Task directions ->
Would you find each line in the entries below with the string "combined" and copy it?

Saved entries
***

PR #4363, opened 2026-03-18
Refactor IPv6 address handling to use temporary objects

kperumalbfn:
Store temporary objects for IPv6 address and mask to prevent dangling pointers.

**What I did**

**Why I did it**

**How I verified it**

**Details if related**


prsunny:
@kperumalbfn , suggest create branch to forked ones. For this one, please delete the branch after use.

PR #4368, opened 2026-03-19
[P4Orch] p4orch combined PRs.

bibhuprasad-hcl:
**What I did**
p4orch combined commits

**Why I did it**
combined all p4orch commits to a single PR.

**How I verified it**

***

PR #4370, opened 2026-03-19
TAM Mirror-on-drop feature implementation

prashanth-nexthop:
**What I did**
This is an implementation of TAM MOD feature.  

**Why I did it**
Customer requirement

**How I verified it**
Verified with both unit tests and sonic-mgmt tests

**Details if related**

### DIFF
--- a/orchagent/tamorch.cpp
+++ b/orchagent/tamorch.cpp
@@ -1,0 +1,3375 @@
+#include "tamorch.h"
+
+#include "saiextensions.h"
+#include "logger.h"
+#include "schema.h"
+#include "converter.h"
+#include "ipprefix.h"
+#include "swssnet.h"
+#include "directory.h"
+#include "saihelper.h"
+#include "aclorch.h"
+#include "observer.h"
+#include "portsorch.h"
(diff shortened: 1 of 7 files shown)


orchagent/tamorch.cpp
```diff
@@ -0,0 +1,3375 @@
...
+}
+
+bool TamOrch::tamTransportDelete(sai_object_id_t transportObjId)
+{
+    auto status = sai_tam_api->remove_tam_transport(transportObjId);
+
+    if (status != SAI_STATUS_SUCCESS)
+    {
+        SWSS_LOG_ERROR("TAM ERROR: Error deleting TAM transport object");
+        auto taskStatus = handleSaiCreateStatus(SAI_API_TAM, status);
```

***

Answer section ->
[P4Orch] p4orch combined PRs.
p4orch combined commits
combined all p4orch commits to a single PR.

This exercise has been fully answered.